Immediately before electrophoresis, 3.5 μl of sample buffer (4×
NuPage sample buffer, Novex, San Diego, CA) containing dithiothreitol
(final concentration, 50 mM) was added to 6.5 μl of the protein
extract. The 4× sample buffer (pH 8.5) consisted of 1.17 M sucrose,
563 mM Tris base, 423 mM Tris-HCl, 278 mM sodium dodecyl sulfate (SDS),
2.05 mM EDTA, 0.88 mM Coomassie Blue R250 and 0.70 mM phenol red. After
heating for 10 minutes at 70°C, 10-μl volumes of each sample were
loaded into gel slots for electrophoresis on 10% gels (Bis-Tris;
Novex) with 2-(N-morpholino) ethane sulfonic acid SDS
running buffer (NuPage MES-SDS; Novex). Recombinant human TIMP-3
protein (10 ng) was included in a separate lane as a positive control.
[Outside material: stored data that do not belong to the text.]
PR #15292, opened 2026-08-04
Fix int8_tensorwise Embedding when cast returns a dequantized weight

### LINKED ISSUE #15291: int8_tensorwise Embedding breaks when cast returns a dequantized weight: "No backend can handle 'dequantize_int8_embedding'"
**What happens**

With an `int8_tensorwise` / convrot-quantized text encoder on a setup where the TE gets offloaded/staged (typical on ≤12 GB cards), any embedding lookup fails:

```
NoCapableBackendError: No backend can handle 'dequantize_int8_embedding': eager: q: dtype torch.bfloat16 not in {torch.int8}
```

Regression relative to pre-memory-management behaviour; fp8 TEs are unaffected. Reported downstream with two affected users: lbouaraba/comfyui-krea2edit#19.

**Root cause**

`cast_bias_weight` deliberately returns an already-**dequantized plain tensor** on some paths (e.g. CPU-resident weights: `weight = weight.dequantize()` in the CPU branch). The quantized-Embedding `forward_comfy_cast_weights` handles that case for its params/scale bookkeeping, but the `int8_tensorwise` branch still unconditionally routes the now-plain bf16 tensor into `dequantize_embedding` → the kitchen op's dtype constraint fails.

The int8 **Linear** path already has exactly the guard this path is missing, with a comment documenting that casts can hand back dequantized weights ("A LoRA weight_function, or activations whose dtype differs from the weight's, make the cast hand back a dequantized tensor.").

**Minimal repro (CPU-only, no model needed)**

```python
import torch
from comfy_kitchen.tensor.int8 import TensorWiseINT8Layout
class P: pass
p = P(); p.scale = torch.tensor(1.0); p.orig_dtype = torch.bfloat16
TensorWiseINT8Layout.dequantize_embedding(
    torch.randn(100, 64, dtype=torch.bfloat16), p, torch.tensor([1, 2, 3]))
# -> NoCapableBackendError, exact message above
```

End-to-end: any int8_tensorwise TE plus conditions that stage/offload it.

**Fix**

Gate the int8 gather on the cast having returned a `QuantizedTensor`; plain data falls through to the existing `F.embedding` path. PR incoming, referencing this issue.

lbouaraba:
Fixes #15291

`cast_bias_weight` intentionally hands back an already-dequantized plain tensor on some paths (e.g. CPU-resident/offloaded weights). The quantized-Embedding forward handled that case for params/scale bookkeeping, but still routed the now-plain bf16 tensor into the int8 gather kernel, which requires int8 input:

```
NoCapableBackendError: No backend can handle 'dequantize_int8_embedding': eager: q: dtype torch.bfloat16 not in {torch.int8}
```

This gates the gather on the cast actually returning a `QuantizedTensor`; plain data falls through to the existing `F.embedding` path below. Mirrors the guard the int8 **linear** path already has for the same situation.

Hit in the wild by users running int8/convrot text encoders on ≤12 GB cards (where the TE gets staged/offloaded): lbouaraba/comfyui-krea2edit#19. FP8 TEs are unaffected, which is why this mostly surfaces for int8 checkpoints.

CPU-only repro in the linked issue.

### DIFF
--- a/comfy/ops.py
+++ b/comfy/ops.py
@@ -1617,7 +1617,8 @@ def mixed_precision_ops(quant_config={}, compute_dtype=torch.bfloat16, full_prec
                 # Optimized path: lookup in fp8/int8, dequantize only the selected rows.
                 if isinstance(weight, QuantizedTensor) and len(self.weight_function) == 0:
                     qdata, _, offload_stream = cast_bias_weight(self, device=input.device, dtype=weight.dtype, offloadable=True)
-                    if isinstance(qdata, QuantizedTensor):
+                    still_quantized = isinstance(qdata, QuantizedTensor)
+                    if still_quantized:
                         params = qdata._params
                         scale = params.scale
                         qdata = qdata._qdata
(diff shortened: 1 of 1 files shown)


lbouaraba:

Issue #15263, opened 2026-08-03
MiniMax H3: SageAttention FP8 PV kernels produce noise above ~160k tokens on sm_120


AI4VFX:
> **Edit 2026-08-09.** Read this, the report below is old.
>
> **This works now on ComfyUI 0.31.1.** 1920x1088, 15 s, sage on via the KJNodes node set to `auto`, 54 min against 94 with sage off. Same sage build as when it broke. Two things changed though, ComfyUI and my text encoder, so I'm not calling it fixed yet. [More here.](https://github.com/Comfy-Org/ComfyUI/issues/15263#issuecomment-5233770925)
>
> **If you're on 0.30.1 or older and getting noise on sm_120, update first.**
>
> **Ignore the workaround I put here on 08-08.** I said to use the KJNodes node on `sageattn_qk_int8_pv_fp16_cuda`. It doesn't work on sm_120, it aborts on the first attention call, and `fp16_triton` throws `cudaErrorIllegalAddress`. `auto` is the only mode that runs on that arch, and it isn't any of the entries under it in the dropdown. [Table.](https://github.com/Comfy-Org/ComfyUI/issues/15263#issuecomment-5223860988) Sorry if anyone tried it.
>
> What it looked like on 0.30.1, counting tokens as `ceil(frames/4) * (W/32) * (H/32)`, all on an RTX PRO 6000 with the bf16 models:
>
> | res | duration | frames | tokens | result |
> |---|---|---:|---:|---|
> | 1920x832 | 15 s | 362 | 142k | clean |
> | 1920x1088 | 12 s | 294 | 151k | clean |
> | 1216x704 (2 pass) | 30 s | 736 | 154k | clean |
> | 1920x1088 | 13 s | 328 | 167k | noise |
> | 1920x832 | 18 s | 447 | 175k | noise |
> | 1920x1088 | 15 s | 362 | 186k | noise |
>
> Clean under about 154k, noise from about 167k, nothing in between. The same 186k render with sage off was always fine, so the wall was never in H3.
>
> **Don't merge the one line fix below.** It turns sage off for H3 everywhere, including Ampere where it works fine. @pepikir's [breakdown](https://github.com/Comfy-Org/ComfyUI/issues/15263#issuecomment-5221531597) is still the best account of what's going on.
>
> The rest is the original report. The `smooth_k` theory in it is dead. The audio VAE bit still holds.

---

### Summary

[...]

PR #15298, opened 2026-08-04
fix: pass low_precision_attention=False for MiniMax H3

an80sPWNstar:
## Summary\n\nMiniMax H3's `Attention.forward()` does not pass `low_precision_attention=False` to `optimized_attention`, causing SageAttention's INT8 QK quantization path to produce pure noise output.\n\nH3's partial split-half RoPE creates channel-wise magnitude outliers that corrupt INT8 quantization. Every other model in the codebase already passes this flag.\n\n**One-line fix** in `comfy/ldm/minimax/model.py:181` — adds `low_precision_attention=False` to the `optimized_attention` call.\n\n## Test plan\n\n- [x] Verified SageAttention produces noise without the fix (issue #15263)\n- [x] Verified clean output with the fix applied on both local ComfyUI installs\n- [ ] Maintainer verification with SageAttention enabled on H3 i2v/r2v workflows\n\nFixes #15263

### DIFF
--- a/comfy/ldm/minimax/model.py
+++ b/comfy/ldm/minimax/model.py
@@ -178,7 +178,7 @@ class Attention(nn.Module):
         q = q.transpose(0, 1).unsqueeze(0)
         k = k.transpose(0, 1).unsqueeze(0)
         v = v.transpose(0, 1).unsqueeze(0)
-        out = optimized_attention(q, k, v, self.heads, mask=None, skip_reshape=True, transformer_options=transformer_options)
+        out = optimized_attention(q, k, v, self.heads, mask=None, skip_reshape=True, low_precision_attention=False, transformer_options=transformer_options)
         return self.out_proj(out.squeeze(0))
 
 


an80sPWNstar:

comfyanonymous:
I see many people using sage attention fine with this model so I don't think this is the right fix.

an80sPWNstar:
Thanks for taking a look! I think the confusion may be that most H3 users aren't running `--use-sage-attention` — without that flag, this parameter is completely inert (passes through `**kwargs` unused), so those users would never see the issue.

The bug only triggers when SageAttention is explicitly installed and enabled. The issue reporter (AI4VFX) documented this thoroughly in #15263, including proving the corruption is in the DiT attention path, not the VAE decoders.

This is the same pattern used by 12 other models in the codebase — ace, audio/dit, audio/vae_sa3, dino3, hunyuan3dv2_1, lightricks, sam3, and triposplat all pass `low_precision_attention=False` to `optimized_attention`. H3 is the only model using `skip_reshape=True` that doesn't.

The fix is zero-risk for non-sage users since the flag is a no-op on every other attention backend.

kijai:
This is not right, the model works fine with sageattention for vast majority of the users, in fact this is first time I hear it not working.

Make sure you're using the very latest version, if you are on Windows specifically wheels from here:

https://github.com/woct0rdho/SageAttention

an80sPWNstar:
> This is not right, the model works fine with sageattention for vast majority of the users, in fact this is first time I hear it not working.
> 
> Make sure you're using the very latest version, if you are on Windows specifically wheels from here:
> 
> https://github.com/woct0rdho/SageAttention

that could be my problem; thank you for pointing that out. Lemme check and then I'll report back.

PR #15317, opened 2026-08-05
[Partner Nodes] feat: ImageCompositor node with layer-state compositing, layer from bbox and Seedream Layer Separation node

jtydhr88:
- Autogrow image inputs (image_0..49); batched inputs expand into one layer per frame (slot order, then frame order); first flattened frame defines the canvas
- First-class COMPOSITOR io type (io.Compositor): an object-valued widget holding the layer_state recipe (canvas, background, layers, input fingerprints)
- Composites the recipe over the current inputs: per-layer transform/rotation/opacity/blend/flip plus a solid background fill, replayed with a numpy port of the editor blend engine (26 blend modes, linear/perceptual spaces, GIMP semantics)
- Optional bboxes input (BoundingBox/Array/String, CreateBoundingBoxes and Seedream element forms) supplies the initial per-layer placement and names used when no valid recipe applies, composited over a white background; forwarded to the frontend via ui.compositor_bboxes
- Recipes are gated by per-frame content fingerprints; on any upstream change the node falls back to the bboxes layout or a plain stack and reports compositor_state_stale so the frontend resets its widget
- Standard execution caching applies; has_intermediate_output replays the cached ui (per-frame temp previews via ui.compositor_layers, fingerprints, bboxes) so the frontend editor stays populated on cache hits

FE needs https://github.com/Comfy-Org/ComfyUI_frontend/pull/14809

screenshot
image
image
image

This node is best used in conjunction with **Create Layered Image** from #15317 — the `layer_stack` output connects to it directly with a single wire.

### Scope
- [x] **Is API Node Change**

### Pricing & Billing
- [x] **Need pricing update**
- [ ] **No pricing update**

If **Need pricing update**:

### QA
- [ ] **QA done**
- [ ] **QA not required**

### Comms


comfy_extras/nodes_compositor.py
```diff
@@ -0,0 +1,407 @@
...
+    rgb = rgb * np.clip(canvas[..., 3:4], 0.0, 1.0)
+    return torch.from_numpy(rgb.astype(np.float32)).unsqueeze(0)
+
+
+class ImageCompositor(io.ComfyNode):
+    @classmethod
+    def define_schema(cls):
+        return io.Schema(
+            node_id="ImageCompositor",
+            display_name="Image Compositor",
```
alexisrolland:
```suggestion
            display_name="Create Layered Image",
```

comfy_extras/nodes_compositor.py
```diff
@@ -0,0 +1,407 @@
...
+            inputs=[
+                io.Autogrow.Input(
+                    "images",
+                    template=io.Autogrow.TemplatePrefix(
+                        io.Image.Input("image"),
+                        prefix="image_",
+                        min=1,
+                        max=50,
+                    ),
+                    tooltip="Layers to composite. The first input is the bottom layer; each subsequent input is stacked above the previous one.",
```
alexisrolland:
```suggestion
                    tooltip="Layers to composite. The first image is the back layer; each subsequent image is stacked above the previous one.",
```

comfy_extras/nodes_compositor.py
```diff
@@ -0,0 +1,407 @@
...
+                ),
+                io.MultiType.Input(
+                    "bboxes",
+                    [io.BoundingBox, io.Array, io.String],
+                    optional=True,
+                    tooltip="Optional initial layout: bounding boxes, elements, or a JSON string, index-aligned with the image inputs (bboxes[0] places image_0). Inputs without a box keep their natural size at the origin. A saved compositor recipe that matches the current inputs takes priority.",
```
alexisrolland: I would simplify:

```suggestion
                    tooltip="Optional bounding boxes to initialize the layout, index-aligned with the image inputs (bboxes[0] places image_0). Images without a bounding box keep their natural size at the origin. A saved composition that matches the current set of inputs takes priority.",
```

comfy_extras/nodes_compositor.py
```diff
@@ -0,0 +1,407 @@
...
+                ),
+                io.Compositor.Input(
+                    "compositor",
+                    tooltip="Layer recipe saved by the compositor editor, replayed over the current inputs",
```
alexisrolland:
```suggestion
                    tooltip="Layered composition saved by the compositor editor.",
```

comfy_extras/nodes_compositor.py
```diff
@@ -0,0 +1,407 @@
...
+
+def layout_bboxes(bboxes, width: int, height: int) -> list:
+    slots = []
+    for entry in _bbox_entries(bboxes):
+        try:
+            boxes = boxes_from_input(entry, width, height)
+        except ValueError:
+            boxes = []
+        slots.append(boxes[0] if boxes else None)
+    return slots
```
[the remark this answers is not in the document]
jtydhr88: The dict-based paths this comment describes as broken all work: boxes_from_input has explicit dict handling (_looks_like_element -> elements_to_boxes, _looks_like_bbox -> normalize_incoming_boxes), so per-entry parsing of bbox dicts and element dicts succeeds, verified against [[dict,...]] batches, flat dict lists, element lists, and their JSON string forms, all producing correctly placed slots. Bare numeric quads [[x,y,w,h],...] are not a supported box format anywhere in this parser family (normalize_incoming_boxes drops non-dict entries), so routing them through boxes_from_input once would equally yield no boxes. The bboxes[0] unwrap mirrors the batch shape ([[box,...]]) that normalize_incoming_boxes itself expects.

comfy_extras/nodes_compositor.py
```diff
@@ -0,0 +1,511 @@
...
+                    "w": box.get("width", 0),
+                    "h": box.get("height", 0),
+                    "rotation": 0,
+                }
+            })
+    return {
+        "canvas": canvas_size(tensors),
+        "layers": layers,
+        "inputs": None,
+        "background": {"color": "#ffffff", "opacity": 1.0, "visible": True},
```
christian-byrne: Do we need to have a white matte? Consider graph-only path

jtydhr88: I will make it as transparent as default

comfy_extras/compositor_blend.py
```diff
@@ -0,0 +1,317 @@
...
+    sin = math.sin(rotation)
+    hw = w / 2
+    hh = h / 2
+    corners = ((-hw, -hh), (hw, -hh), (hw, hh), (-hw, hh))
+    xs = [cx + dx * cos - dy * sin for dx, dy in corners]
+    ys = [cy + dx * sin + dy * cos for dx, dy in corners]
+    bx = math.floor(min(xs))
+    by = math.floor(min(ys))
+    bw = max(1, math.ceil(max(xs)) - bx)
+    bh = max(1, math.ceil(max(ys)) - by)
```
christian-byrne, line 330: `x` and `y` arrive as floats (`_layer_params` reads them with `_number`, and the editor writes float transforms), but the layer is **snapped** to the integer bounds rather than resampled onto them, so the sub-pixel part of the position is discarded. The browser preview does not discard it: `place.ts` does `ctx.translate(transform.x + transform.w / 2, ...)` and lets canvas2d resample, so the same state renders up to ~1px apart in the two places.

Measured against this branch:

```
x=  10.0  bx=10  bw=100  ox=0  -> drawn at 10  (browser draws at 10.00)  error +0.00px
x= 10.25  bx=10  bw=101  ox=0  -> drawn at 10  (browser draws at 10.25)  error -0.25px
x=  10.5  bx=10  bw=101  ox=0  -> drawn at 10  (browser draws at 10.50)  error -0.50px
x= 10.75  bx=10  bw=101  ox=0  -> drawn at 10  (browser draws at 10.75)  error -0.75px
x=  11.0  bx=11  bw=100  ox=0  -> drawn at 11  (browser draws at 11.00)  error +0.00px
```

(`ox` is `_place_in_bounds`'s `(bw - aw) // 2`, which can contribute another half pixel of its own once rotation widens the bounds.)

The user-visible shape of this is worse than "up to 1px off": because it snaps rather than resamples, nudging a layer by half a pixel in the editor changes the preview and changes **nothing** in the render until it crosses a pixel boundary. For a node whose entire contract is "the render matches what you arranged", that reads as the compositor ignoring an edit.

Not proposing a patch inline because the fix is a small rework rather than a line change: the cleanest version is to stop producing an integer-aligned intermediate at all and let one resample carry scale, rotation and the fractional translate together — `Image.transform(canvas_size, Image.Transform.AFFINE, matrix, resample=BICUBIC)` with the inverse of the layer's transform, which also removes `_place_in_bounds`'s centring. Happy to do it as a follow-up PR if you want it; flagging it now because it is the kind of thing that gets filed as "the compositor is off by one" later.

Golden-fixture PR for the blend side of this is https://github.com/Comfy-Org/ComfyUI/pull/15373.

comfy_extras/nodes_compositor.py
```diff
@@ -0,0 +1,485 @@
...
+        x1, y1 = min(bx + bw, cw), min(by + bh, ch)
+        if x0 >= x1 or y0 >= y1:
+            continue
+        region = buf[y0 - by : y1 - by, x0 - bx : x1 - bx]
+        mode = resolve_mode(params["blend"])
+        canvas[y0:y1, x0:x1] = blend_composite(
+            mode, canvas[y0:y1, x0:x1], region, params["opacity"]
+        )
+    rgb = linear_to_srgb(np.clip(canvas[..., :3], 0.0, 1.0))
+    alpha = np.clip(canvas[..., 3:4], 0.0, 1.0)
```
christian-byrne, line 465: This is the only clamp in the stack, so between layers the canvas can hold values outside [0,1] and the next layer blends against them. `linear-dodge` (`i + l`), `linear-light` (`i + 2l - 1`), `linear-burn`, `grain-merge`, `grain-extract` and the HSL modes all leave that range routinely.

I want to be precise about what this is and is not, because the obvious reading is wrong:

- It is **not** a preview/render divergence. I checked, expecting one — `webglCompositor.ts:276-281` allocates the layer target as `RGBA16F` / `HALF_FLOAT`, so the GPU carries over-range values too and also clamps once at the end. The two agree.
- It **is** a divergence from core. `ImageBlend` clamps its result per operation, and so does Photoshop. So a two-layer stack that goes `linear-dodge` then `multiply` gives one answer in this node and a different one in core's nodes, for the same pixels.

Which of the two is right is a product call about 22 modes' output rather than a bug fix, which is why I have not touched it in https://github.com/Comfy-Org/ComfyUI/pull/15373 — that PR only fixes the one place where the shader and this file genuinely disagree (luminosity) and pins all 26 modes to a shared golden fixture so the answer, whichever it is, stops drifting.

Concretely, if the answer is "match core", it is one line — clamp `comp` inside `blend_composite` before `run_composite` — plus the same clamp in `blendPixel`, plus regenerating `compositor_blend_golden.json`. If the answer is "keep the wide gamut between layers because that is what a real compositor does", then it is worth a sentence in the node description, because it is a real behavioural difference from every other blend node in core and someone will report it.

This is the "glsl, fe, be, this node, core nodes are all slightly different" item — with `blend.ts` deleted and luminosity fixed, **core is the last one left**.

christian-byrne:
### Answering "is this a structural constraint of autogrow, or is there something we can do via some redesign"

(@christian-byrne asked this about `sort_autogrow_images` dropping `None` slots and returning a dense list. That helper is **gone** from this branch as of `9232943a` — the node now takes a single batched `image` + `mask`, so nothing here is broken today. Posting the answer anyway because the question is about autogrow generally and the answer changes what the `LAYERS` type should look like.)

**Short version: the Python side is not a structural constraint and is a 3-line fix. But the Python side is not where the mask incident came from, and the part that *is* structural already has a solution shipped in the frontend that nobody is using.**

#### 1. The slot index is not lost on the Python side

The value handed to `execute` is a dict keyed by slot name, and `_io.py:1153` only inserts a key when the slot is in `live_inputs` — so unconnected slots are *absent*, not `None`. Absent-at-a-known-key is exactly the information needed; `list(values.values())` throws it away.

Running the real `get_finalized_class_inputs` / `build_nested_inputs` with `image_0..2` connected and `mask_0` **not** connected:

```
images: {'image_0': 'I0', 'image_1': 'I1', 'image_2': 'I2'}
masks : {'mask_1': 'M1', 'mask_2': 'M2'}

dense zip   -> [('I0', 'M1'), ('I1', 'M2')]            # every mask shifted, I2 dropped
keyed pair  -> [('I0', None), ('I1', 'M1'), ('I2', 'M2')]   # correct
```

The keyed version is:

```python
def by_index(values: dict | None) -> dict[int, Any]:
    return {int(k.rsplit("_", 1)[-1]): v for k, v in (values or {}).items() if v is not None}
```

So: not structural. Worth knowing because **the same dense-list pattern is still live in core**, in `comfy_extras/nodes_glsl.py:763-770`. `GLSLShader` packs five autogrow groups into dense lists and then binds them by list position — `f"u_image{i}"`, `f"u_float{i}"`, `f"u_int{i}"`, `f"u_bool{i}"`, `f"u_curve{i}"` at `nodes_glsl.py:508-546` — while the input sockets are literally *named* `u_float0`, `u_int0`, `u_bool0`. Connect `u_float5` alone and it binds to `u_float0`. Filed separately.

#### 2. The part that *is* structural is in the frontend, and no server-side fix can reach it

`dynamicWidgets.ts:476-510` closes gaps at disconnect time by bubbling links down — and it does that **per group, independently**. Disconnect `mask_0` on a node with 3 images and 3 masks and the masks group genuinely re-links to `mask_0, mask_1` while the images group keeps 3. The pairing is destroyed in the browser before the prompt is built. That is why `base_mask` had to exist to keep slot 0 occupied, and why "just disconnect mask" made the symptom go away.

So two parallel autogrow groups can never express a pairing, no matter what the Python does. That much is structural.

#### 3. The redesign already exists in the frontend — one autogrow group whose template is the *pair*

`dynamicWidgets.ts` already supports more than one socket per ordinal:

- `addAutogrowGroup` maps over `inputSpecs` and adds every socket in the group for a given ordinal, interleaved and inserted together (`:395-440`)
- `autogrowOrdinalToName` switches naming on it: `inputSpecs.length == 1 ? prefix : key` — with a multi-input template the sockets are named `image0 / mask0 / image1 / mask1`, i.e. **exactly the interleaving @pabloriz asked for**
- `autogrowInputDisconnected` compacts by `stride = inputSpecs.length`, so the whole pair bubbles down together and the pairing survives (`:494-510`)

The gap is on the Python side only: `Autogrow._AutogrowTemplate.__init__` takes a single `Input`, and `_expand_schema_for_dynamic` comments *"for now, get just the first value from dict_input"* (`_io.py:1135`). The wire schema already carries `template.input` as a full required/optional dict, and the frontend already parses it as a list.

That is a direct answer to "I really wish we either had RGBA type in core or our autogrow could better express paired x + 2n growing" — **the frontend half of "paired x + 2n growing" is already written**. It needs a `TemplatePrefix(inputs=[Image.Input("image"), Mask.Input("mask")], ...)` overload and the two-line relaxation in `_expand_schema_for_dynamic`.

#### What this means for `LAYERS`

Design A (`Add Layer`, fixed `image` + `mask` + `name` on one node, chainable) sidesteps all of the above by construction, which is the right call for v1. But the paired-autogrow route is the collector version of design B **without** the pairing problem that got design B rejected — so if long chains turn out to be the thing users complain about, the fallback is cheaper than it looked when the decision was made.

comfy_extras/nodes_compositor.py
christian-byrne: Confirmed landed, thanks - checked it at `3b3c61dd` rather than taking it on trust.

`state_from_items` now emits `{"color": "#ffffff", "opacity": 1.0, "visible": False}` (`comfy_extras/nodes_compositor.py:170`), `composite_from_state:374` skips the fill when `visible` is falsy, and `composite_outputs:411-417` hands back RGBA plus the inverted MASK when the result is not opaque. So the graph-only path emits real transparency now, which was the case I was worried about.

The replay path agrees too, which I did not expect to have to check: the frontend's `DEFAULT_BACKGROUND_ENTRY` in `compositorLayerState.ts` is also `visible: false`, so a composition saved from the editor without an explicit background does not reintroduce the matte. Both paths line up.

And `tests-unit/comfy_extras_test/compositor_node_test.py` pins both halves (`test_default_layout_background_is_hidden`, `test_uncovered_canvas_stays_transparent`), so it will not drift back. Nothing further from me on this one.

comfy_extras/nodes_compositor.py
PR #15322, opened 2026-08-05
Fix MiniMax H3 noise mask sampling

endman100:
## Summary

Remove MiniMax H3's `scale_latent_inpaint()` override so masked sampling uses the shared `BaseModel` noise scaling. Sampling without a denoise mask is unchanged.

## Testing

- MiniMax H3 Ref2VA with a video mask at 20 steps


endman100:

PR #15324, opened 2026-08-05
Fix torch.compile for tensorwise INT8 linear

JerryZRic:
## Summary

- route tensorwise INT8 fused linear calls through the registered `comfy_kitchen::int8_linear` custom op
- preserve dtype, ConvRot, group size, bias, and fused input activation arguments
- add a regression test covering the registered-op dispatch path

## Root cause

`linear_input_act` called the public Python `comfy_kitchen.int8_linear` wrapper directly. Under `torch.compile`, Dynamo therefore traced into the CUDA backend until a fake tensor reached its DLPack boundary, which requires a real data pointer.

comfy-kitchen already registers `comfy_kitchen::int8_linear` with a fake implementation. Calling that registered op gives Dynamo the correct graph boundary while retaining the same runtime backend selection.

## Impact

TensorWise INT8 and ConvRot checkpoints can use the fused input-activation path under `torch.compile` without exposing fake tensors to the CUDA implementation. Eager execution and kernel selection are unchanged.

## Validation

- `python -m pytest -q tests-unit/comfy_quant/test_mixed_precision.py` (`8 passed`)
- CUDA `torch.compile(fullgraph=True)` smoke test against the registered INT8 op (maximum difference from eager: `0`)
- MiniMax H3 pruned INT8 workflow completed twice on an RTX 4070 Ti SUPER with PyTorch 2.10 and comfy-kitchen 0.2.26; the warm run completed in 40.49 seconds without the prior FakeTensor/DLPack failure


JerryZRic:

Proteins were transferred from the gel to polyvinylidene difluoride
membranes using blotting apparatus (XCell II; Novex). After transfer,
membranes were incubated with blocking solution (2% BSA in
Tris-buffered saline) for 1 hour. The monoclonal anti-human TIMP-3
antibody (Clone 136-17B12) conjugated to horseradish peroxidase was
applied at 1:1000 dilution and incubated overnight at 4°C. After
rinsing, immunoreactivity was displayed with the chemiluminescent
method (ECL, Amersham, Arlington Heights, IL) and captured on
radiographic film during a 10- to 15-second exposure. The
immunoreactivity signal was digitized on a Scanwizard
(Microtek, Redondo Beach, CA) flatbed scanner. The intensity of
immunoreactivity was quantitated from the digitized images using
commercial software (Digital Science 1D; Eastman Kodak, Rochester, NY)
on a personal computer (Power Macintosh, Apple Computer, Cupertino,
CA). The densitometric intensity was converted to amount of protein
(nanograms per sample) by comparing the intensity of immunoreactivity
with that of varying amounts of recombinant TIMP-3 standard.